All lines from the first one in the listing below to the one holding "This also adds", inclusive, are to be copied exactly.

======== Data provided ========

PR #1443, opened 2025-03-18
[PM-19045] feat: Implement Lock App Intents

fedemkr:
## 🎟️ Tracking

[PM-19045](https://bitwarden.atlassian.net/browse/PM-19045)

## 📔 Objective

Implemented **Lock all accounts** App Intent and its Shortcuts configuration.
This also adds `AppShortcutsLocalizations -> AppShortcuts.strings` that needs to localize Shortcuts phrases.

Also introduced some helpers to execute pending action on the main app after an `AppIntent` is executed and an `AppContextHelper` that can be injected wherever we want to get the current app context so we know if the main app is executing the code or the extension or an `AppIntent` which IMO is easier than passing around the `AppContext` everywhere.

### Notes

Some additional information is that the `AppIntent` executes the action and at the same time it can leave a pending action to be executed when the user goes back to the main app. This serves the purpose to re-navigate the user to the appropriate screen after the intent gets executed, specially when the app is still in background and the user goes back at it. Like e.g. the user has `Never` as session timeout, puts the app to background, the lock `AppIntent` is executed from a Shortcut and the user goes back to the app then the user needs to be redirected to the vault unlock screen.
This is also necessary given that depending on the `AppIntent` it will possibly run on another process.

### Lock shortcuts
Lock shortcuts

## ⏰ Reminders before review

- CI builds passed

## 🦮 Reviewer guidelines

[PM-19045]: https://bitwarden.atlassian.net/browse/PM-19045?atlOrigin=eyJpIjoiNWRkNTljNzYxNjVmNDY3MDlhMDU5Y2ZhYzA5YTRkZjUiLCJwIjoiZ2l0aHViLWNvbS1KU1cifQ


BitwardenShared/Core/Auth/Repositories/AuthRepository.swift
```diff
@@ -472,6 +479,7 @@ class DefaultAuthRepository {
     ///
     init(
         accountAPIService: AccountAPIService,
+        appContextHelper: AppContextHelper,
```
ezimet-livefront, line 482: 🔨 missing doc for init.

BitwardenShared/Core/Auth/Repositories/AuthRepository.swift
```diff
@@ -106,6 +106,10 @@ protocol AuthRepository: AnyObject {
     ///
     func isUserManagedByOrganization() async throws -> Bool
 
+    /// Locks all vaults and clears decrypted data from memory
+    /// - Parameter isManuallyLocking: Whether the user is manually locking the account.
```
ezimet-livefront, line 110:
```suggestion
    /// Locks all vaults and clears decrypted data from memory.
    /// - Parameter isManuallyLocking: Whether the user is manually locking the account.
    ///
```

BitwardenShared/UI/Platform/Application/AppProcessor.swift
```diff
@@ -675,4 +715,27 @@ extension AppProcessor: Fido2UserInterfaceHelperDelegate {
...
+        case .lock, .lockAll:
+            guard let account = data as? Account else {
+                return
+            }
+            await coordinator?.handleEvent(
+                .accountBecameActive(
+                    account,
+                    attemptAutomaticBiometricUnlock: true,
+                    didSwitchAccountAutomatically: false
+                )
```
ezimet-livefront, line 735: ❓why do we want to pass ```true```  for ```attemptAutomaticBiometricUnlock:```after user successfully locked the vault/vaults?

Bitwarden/Application/Support/AppShortcutsLocalizations/en.lproj/AppShortcuts.strings
```diff
@@ -0,0 +1,2 @@
+"Lock current ${applicationName} account" = "Lock current ${applicationName} account";
+"Lock all ${applicationName} accounts" = "Lock all ${applicationName} accounts";
```
matt-livefront, line 2: ❓ I'm curious about these strings. Does this format work? I guess I would have expected it to be something like:
```
"Lock all %1$@ accounts" = "Lock current %1$@ account";
```

But I noticed you also pulled the `BitwardenShared` localizations into the `Bitwarden` target and are using that for some strings. Do we need both? Or should we use this for any strings within the `Bitwarden` target?

matt-livefront (commented):
🤔 What happens if the app is foregrounded when the intent is invoked, like via Siri? It seems like the account doesn't lock immediately; you need to background and foreground it again. Is there a hook into performing that action immediately?

Bitwarden/Application/Support/AppShortcutsLocalizations/en.lproj/AppShortcuts.strings
fedemkr: I struggled to find this but according to [here](https://sowenjub.me/writes/localizing-app-shortcuts-with-app-intents/) this is the right format for phrases localizations on App Shortcuts.
I put the file in this location because it's only needed for the AppIntents / Shortcuts so I didn't want it to be shared but yes they need to be in another localization file called `AppShortcuts.strings`.

Bitwarden/Application/AppIntents/LockAllAccountsIntent.swift
```diff
@@ -0,0 +1,35 @@
...
+    @MainActor
+    func perform() async throws -> some IntentResult & ProvidesDialog {
+        let errorReporter = ServiceContainer.createDefaultErrorReporter()
+        do {
+            let services = ServiceContainer(
+                appContext: .appIntent(.lockAll),
+                errorReporter: errorReporter
+            )
+            let appProcessor = AppProcessor(appModule: DefaultAppModule(services: services), services: services)
+            let appIntentMediator = appProcessor.getAppIntentMediator()
```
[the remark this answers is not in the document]
fedemkr: I forgot to refactor this as this is how I started but I think that depending on the `AppIntent` it may be needed but not for these ones given that they don't need to open the app. I'll check that and see if I can refactor this or perhaps I can do that in a different PR for all the intents given that all the PRs are correlated with the same approach so it'd be better to tackle all the movement once for all. Would that be ok?

BitwardenShared/UI/Platform/Application/AppProcessor.swift
```diff
@@ -326,6 +338,15 @@ public class AppProcessor {
         services.errorReporter.log(error: error)
     }
 
+    /// Gets the `AppIntentMediator` to handle `AppIntent` actions.
+    public func getAppIntentMediator() -> AppIntentMediator {
+        appIntentMediator
+            ?? DefaultAppIntentMediator(
+                authRepository: services.authRepository,
+                configService: services.configService
+            )
```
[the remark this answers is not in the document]
fedemkr: Yeah I think that makes sense and we can ignore the `AppProcessor` and module creation for `AppIntent`s that do not require opening the app. I was trying to make a more general approach for all of them but yes I think it makes sense to move this outward.
May I do the refactor change on another PR so I can tackle all the refactor at once for all intents?

fedemkr:
@matt-livefront Forgot to add notes about the case the app is in Foreground while the AppIntent gets executed. AFAIK there's no direct hook we can use as this action would happen in another process although I'm not completely sure if that's the case when the app is actually in foreground. I would need to dig deeper to see how could we achieve this.
If I were to implement this right now I'd add some sort of publisher from something on disk we can use from both sides. However I wanted to have this PoC working to show it and then we can refine it. I'll create a ticket for this so I don't forget, thanks!

Bitwarden/Application/Support/AppShortcutsLocalizations/en.lproj/AppShortcuts.strings
matt-livefront: Ah, interesting!

BitwardenShared/UI/Platform/Application/AppProcessor.swift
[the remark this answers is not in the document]
matt-livefront: Yep, sounds good!

Bitwarden/Application/Support/AppShortcutsLocalizations/en.lproj/AppShortcuts.strings
KatherineInCode: 🤔 We'll want to make sure this gets into the Crowdin configuration as well, right?

fedemkr: Indeed, here the [task](https://bitwarden.atlassian.net/browse/PM-19508)

BitwardenShared/UI/Platform/Application/TestHelpers/MockAppIntentMediator.swift
```diff
@@ -0,0 +1,15 @@
+@testable import BitwardenShared
+
+class MockAppIntentMediator: AppIntentMediator {
+    var canRunAppIntentsResult = false
+    var lockAllUsersCalled = false
+    var lockCurrentUserCalled = false
```
KatherineInCode, line 6: ⛏️ This variable is unused, it looks like?

Bitwarden/Application/Services/ErrorReporter/ErrorReporterFactory.swift
```diff
@@ -0,0 +1,15 @@
+import BitwardenShared
+
+/// A factory to create `ErrorReporter` instances.
+enum ErrorReporterFactory {
+    // MARK: Static Functions
+
+    /// Creates the default error reporter.
+    public static func createDefaultErrorReporter() -> ErrorReporter {
```
KatherineInCode, line 8: 🎨 The [Swift API Design Guidelines](https://www.swift.org/documentation/api-design-guidelines/) indicate that factory methods should start with `make`.

KatherineInCode (approved):

PR #1448, opened 2025-03-21
PM-17634 - Update When The App Checks If Authenticator Sync is Enabled

phil-livefront:
## 🎟️ Tracking

[PM-17634](https://bitwarden.atlassian.net/browse/PM-17634)

## 📔 Objective

Previously, when launching the app on a fresh install, we checked the feature flags for bitwarden.com before attempting to start the AuthenticatorSyncService. If the feature flag was initially disabled, the sync service would never start. This led to an issue where users logging into a self-hosted server—which has the feature flag enabled (`enable-pm-bwa-sync`)—would not see sync events during that session, even if logging into a server that has the flag on. This caused the service to only start syncing after a full app restart which then had a fresh value for the feature flag.

Added the check to be inside of `determineSyncForUserId(userId:)` which is called from both Tasks within the `start` function. This change ensures that the sync service always starts but dynamically guards data emission based on the feature flag’s state. This allows the service to respond immediately when the flag is enabled, without requiring an app restart.

## ⏰ Reminders before review

- CI builds passed

## 🦮 Reviewer guidelines

[PM-17634]: https://bitwarden.atlassian.net/browse/PM-17634?atlOrigin=eyJpIjoiNWRkNTljNzYxNjVmNDY3MDlhMDU5Y2ZhYzA5YTRkZjUiLCJwIjoiZ2l0aHViLWNvbS1KU1cifQ

### DIFF
--- a/BitwardenShared/Core/Platform/Services/AuthenticatorSyncServiceTests.swift
+++ b/BitwardenShared/Core/Platform/Services/AuthenticatorSyncServiceTests.swift
@@ -802,6 +802,27 @@ final class AuthenticatorSyncServiceTests: BitwardenTestCase { // swiftlint:disa
         XCTAssertEqual(item.username, "masked@example.com")
     }
 
+    /// When the feature flag is off, determineSyncForUserId should return early and do nothing.
+    /// 
+    @MainActor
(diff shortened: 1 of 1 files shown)


matt-livefront (approved):
Looks good!

PR #1469, opened 2025-03-27
[BWA-155] Move Constants to BitwardenKit

KatherineInCode:
## 🎟️ Tracking

## 📔 Objective

To help lay more groundwork for moving the `ConfigService` into `BitwardenKit`, this brings `Constants` into `BitwardenKit`, so they can be used throughout both apps. Per discussion below, this doesn't bring all of them, but instead creates a `Constants` file with common constants that the apps can extend to add their own as necessary.

This does not bring in `ExternalLinksConstants` or `BitwardenDeepLinkConstants`.

## ⏰ Reminders before review

- CI builds passed

## 🦮 Reviewer guidelines


fedemkr (commented):
🤔 I know this is in Draft but IMO we shouldn't move all `Constants` into the shared kit. There are several of them that are not going to be used by the BWA app. 
I think we should move the ones that are actually used in both places but leave a `Constants` file per app for specific ones.
Thoughts?

KatherineInCode:
> 🤔 I know this is in Draft but IMO we shouldn't move all `Constants` into the shared kit. There are several of them that are not going to be used by the BWA app. I think we should move the ones that are actually used in both places but leave a `Constants` file per app for specific ones. Thoughts?

I don't think that's particularly unreasonable, though identifying which ones need to be where could be tricky, too 🤔 Especially since what necessitated this were constants that are needed by code currently in both `BitwardenKit` and `BitwardenShared`—maybe it makes more sense to just have the base `Constants` enum be in `BitwardenKit` and then each app can do extensions as it needs? 🤔 That would avoid having to update call sites.

matt-livefront (approved):

fedemkr:
🤔 Not sure I follow which are the benefits of having an extension of `Constants` in each app over the other solution of one constant enum in Kit, and one enum on each shared folder of each app, therefore we wouldn't need to `import BitwardenKit` when the constant is local to the app.
Additionally, about "...identifying which ones need to be where could be tricky, too..." which would be the tricky part? Isn't it just:
- If constant is present in only one app, then it goes to the app's constants file
- If constant is present in both apps or in one app and the Kit, then it goes to the Kit's constants file

However, if you both think the current one is still the best solution I'm fine with that as well.

PR #1474, opened 2025-03-31
[PM-18091] Update cipher delete & restore permissions

andrebispo5:
## 🎟️ Tracking

https://bitwarden.atlassian.net/browse/PM-18091

## 📔 Objective

Use new cipher permissions properties to show or hide the delete and restore buttons on the UI.

## 📸 Screenshots

https://github.com/user-attachments/assets/1598475b-303a-4f49-8914-b02fb75ea440

## ⏰ Reminders before review

- CI builds passed

## 🦮 Reviewer guidelines

### DIFF
--- a/BitwardenShared/Core/Platform/Models/Enum/FeatureFlag.swift
+++ b/BitwardenShared/Core/Platform/Models/Enum/FeatureFlag.swift
@@ -65,6 +65,9 @@ enum FeatureFlag: String, CaseIterable, Codable {
     /// A feature flag for the refactor on the SSO details endpoint.
     case refactorSsoDetailsEndpoint = "pm-12337-refactor-sso-details-endpoint"
 
+    /// A feature flag for the use of new cipher permission properties.
+    case restrictItemDeletion = "pm-15493-restrict-item-deletion-to-can-manage-permission"
+
     // MARK: Test Flags
 
     /// A test feature flag that isn't remotely configured and has no initial value.
@@ -140,6 +143,7 @@ enum FeatureFlag: String, CaseIterable, Codable {
              .nativeCarouselFlow,
              .nativeCreateAccountFlow,
              .refactorSsoDetailsEndpoint,
+             .restrictItemDeletion,
              .testRemoteFeatureFlag,
              .testRemoteInitialBoolFlag,
              .testRemoteInitialIntFlag,
--- a/BitwardenShared/Core/Platform/Models/Enum/FeatureFlag.swift
+++ b/BitwardenShared/Core/Platform/Models/Enum/FeatureFlag.swift
@@ -66,7 +66,7 @@ enum FeatureFlag: String, CaseIterable, Codable {
     case refactorSsoDetailsEndpoint = "pm-12337-refactor-sso-details-endpoint"
 
     /// A feature flag for the use of new cipher permission properties.
-    case restrictItemDeletion = "pm-15493-restrict-item-deletion-to-can-manage-permission"
+    case restrictCipherItemDeletion = "pm-15493-restrict-item-deletion-to-can-manage-permission"
 
     // MARK: Test Flags
 
@@ -143,7 +143,7 @@ enum FeatureFlag: String, CaseIterable, Codable {
              .nativeCarouselFlow,
              .nativeCreateAccountFlow,
              .refactorSsoDetailsEndpoint,
-             .restrictItemDeletion,
+             .restrictCipherItemDeletion,
              .testRemoteFeatureFlag,
              .testRemoteInitialBoolFlag,
              .testRemoteInitialIntFlag,
--- a/BitwardenShared/UI/Vault/VaultItem/AddEditItem/AddEditItemProcessor.swift
+++ b/BitwardenShared/UI/Vault/VaultItem/AddEditItem/AddEditItemProcessor.swift
@@ -127,6 +127,7 @@ final class AddEditItemProcessor: StateProcessor<// swiftlint:disable:this type_
     override func perform(_ effect: AddEditItemEffect) async {
         switch effect {
         case .appeared:
+            await loadRestrictItemDeletionFlag()
             await showPasswordAutofillAlertIfNeeded()
             await checkIfUserHasMasterPassword()
             await checkLearnNewLoginActionCardEligibility()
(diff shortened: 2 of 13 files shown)


BitwardenShared/UI/Vault/VaultItem/AddEditItem/AddEditItemProcessor.swift
```diff
@@ -680,6 +681,14 @@ final class AddEditItemProcessor: StateProcessor<// swiftlint:disable:this type_
         }
     }
 
+    /// Load the restrict item deletion flag from the config service to state.
+    ///
+    func loadRestrictItemDeletionFlag() async {
+        state.restrictItemDeletionFlagEnabled = await services.configService.getFeatureFlag(
+            FeatureFlag.restrictItemDeletion
```
fedemkr, line 688: ⛏️ I think there's no need to indicate the enum, it should be implicit.
```suggestion
            .restrictItemDeletion
```

BitwardenShared/Core/Platform/Models/Enum/FeatureFlag.swift
```diff
@@ -65,6 +65,9 @@ enum FeatureFlag: String, CaseIterable, Codable {
     /// A feature flag for the refactor on the SSO details endpoint.
     case refactorSsoDetailsEndpoint = "pm-12337-refactor-sso-details-endpoint"
 
+    /// A feature flag for the use of new cipher permission properties.
+    case restrictItemDeletion = "pm-15493-restrict-item-deletion-to-can-manage-permission"
+
```
fedemkr, line 70: ⛏️ 🤔 Does this affect any item of the app, like a send or an attachment? Or does this only affect deletion of ciphers? If the latter I'd update the case name to something more explicit like `restrictCipherItemDeletion`. I would guess you wanted to match the case name with the flag string value but if we can be more explicit the better so we don't actually need to read the flag comment here to see what's being used for.
However, if you have reasons to keep using the current one please let me know.

BitwardenShared/UI/Vault/VaultItem/CipherItemState.swift
```diff
@@ -140,6 +143,26 @@ struct CipherItemState: Equatable {
...
 
+    /// Whether or not this item can be deleted by the user.
+    /// New permission model from PM-18091
+    var canBeDeletedPermission: Bool {
+        // backwards compatibility for old server versions
+        guard let cipherPermissions = cipher.permissions else {
+            return canBeDeleted
+        }
+        return cipherPermissions.delete
+    }
```
fedemkr, line 154: 🎨 I believe you don't need the extra property and you can also save making the checks in the views if you combine this property with `canBeDeleted`, i.e.: 
```swift
    /// Whether or not this item can be deleted by the user.
    var canBeDeleted: Bool {
        // New permission model from PM-18091
        if restrictItemDeletionFlagEnabled, let cipherPermissions = cipher.permissions {
            return cipherPermissions.delete
        }

        guard !collectionIds.isEmpty else { return true }
        return collections.contains { collection in
            guard let id = collection.id else { return false }
            return collection.manage && collectionIds.contains(id)
        }
    }
```

BitwardenShared/UI/Vault/VaultItem/ViewItem/ViewItemProcessor.swift
```diff
@@ -521,7 +520,9 @@ private extension ViewItemProcessor {
                 let hasPremium = await (try? services.vaultRepository.doesActiveAccountHavePremium()) ?? false
                 let hasMasterPassword = try await services.stateService.getUserHasMasterPassword()
                 let collections = try await services.vaultRepository.fetchCollections(includeReadOnly: true)
-
+                let restrictItemDeletionFlagEnabled: Bool = await services.configService.getFeatureFlag(
+                    FeatureFlag.restrictItemDeletion
+                )
```
fedemkr, line 525: ⛏️ I believe you can skip the enum name reference:
```suggestion
                let restrictItemDeletionFlagEnabled: Bool = await services.configService.getFeatureFlag(
                    .restrictItemDeletion
                )
```

BitwardenShared/UI/Vault/VaultItem/CipherItemState.swift
```diff
@@ -140,6 +143,26 @@ struct CipherItemState: Equatable {
...
+    /// Whether or not this item can be restored by the user.
+    /// New permission model from PM-18091
+    var canBeRestoredPermission: Bool {
+        // backwards compatibility for old server versions
+        guard let cipherPermissions = cipher.permissions else {
+            return isSoftDeleted
+        }
+        return cipherPermissions.restore && isSoftDeleted
+    }
+
```
fedemkr, line 165: 🎨 You can also refactor this a bit so you have less logic in the view and it's easier to remove the feature flag in the future. Additionally, it's safer to use this property as it's safe-guarded in-situ with the flag so the consumer doesn't need to know the existence of the flag:
```suggestion
    /// Whether or not this item can be restored by the user.
    /// New permission model from PM-18091
    var canBeRestoredPermission: Bool {
        // backwards compatibility for old server versions
        guard restrictItemDeletionFlagEnabled, let cipherPermissions = cipher.permissions else {
            return isSoftDeleted
        }
        return cipherPermissions.restore && isSoftDeleted
    }

```

fedemkr (approved):

BitwardenShared/Core/Platform/Models/Enum/FeatureFlag.swift
andrebispo5: Yes this is a property only for ciphers, I'll update the naming to better reflect the scope of action.

BitwardenShared/UI/Vault/VaultItem/CipherItemState.swift
andrebispo5: This one I can't add here and need to leave it in the view, because otherwise in order to maintain state, I would have to pass the Flag value to the init of the `CipherItemState` and I wan't to avoid that.

fedemkr: Alright no problem

fedemkr (approved):

PR #932, opened 2025-04-28
Apply selector after wait for selector/function instead of before

itsgoingd:
Browsershot includes the ability to clip the exported image to a specific element using a `selector` option, as well as a `waitForSelector` option to wait until a certain selector appears on the page. It seems pretty useful to use these options together, eg:

```php
$browsershot
    ->waitForSelector('.export-target') // Wait until ".export-target" element appears on the page.
    ->selector('.export-target') // Only include that element in the screenshot
    ->save();
```

This is currently *not* possible, as the puppeteer script processes the `selector` option *before* `waitForSelector`.

This PR simply changes the order of how the options are processed, so the `selector` option is processed *after* `waitForSelector` and `waitForFunction`.

### DIFF
--- a/bin/browser.cjs
+++ b/bin/browser.cjs
@@ -367,6 +367,18 @@ const callChrome = async pup => {
             }, request.options.initialPageNumber);
         }
 
+        if (request.options.function) {
+            let functionOptions = {
+                polling: request.options.functionPolling,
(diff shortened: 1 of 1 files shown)


freekmurze:
Very nice, thanks!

========

_Exercise output_
PR #1443, opened 2025-03-18
[PM-19045] feat: Implement Lock App Intents

fedemkr:
## 🎟️ Tracking

[PM-19045](https://bitwarden.atlassian.net/browse/PM-19045)

## 📔 Objective

Implemented **Lock all accounts** App Intent and its Shortcuts configuration.
This also adds `AppShortcutsLocalizations -> AppShortcuts.strings` that needs to localize Shortcuts phrases.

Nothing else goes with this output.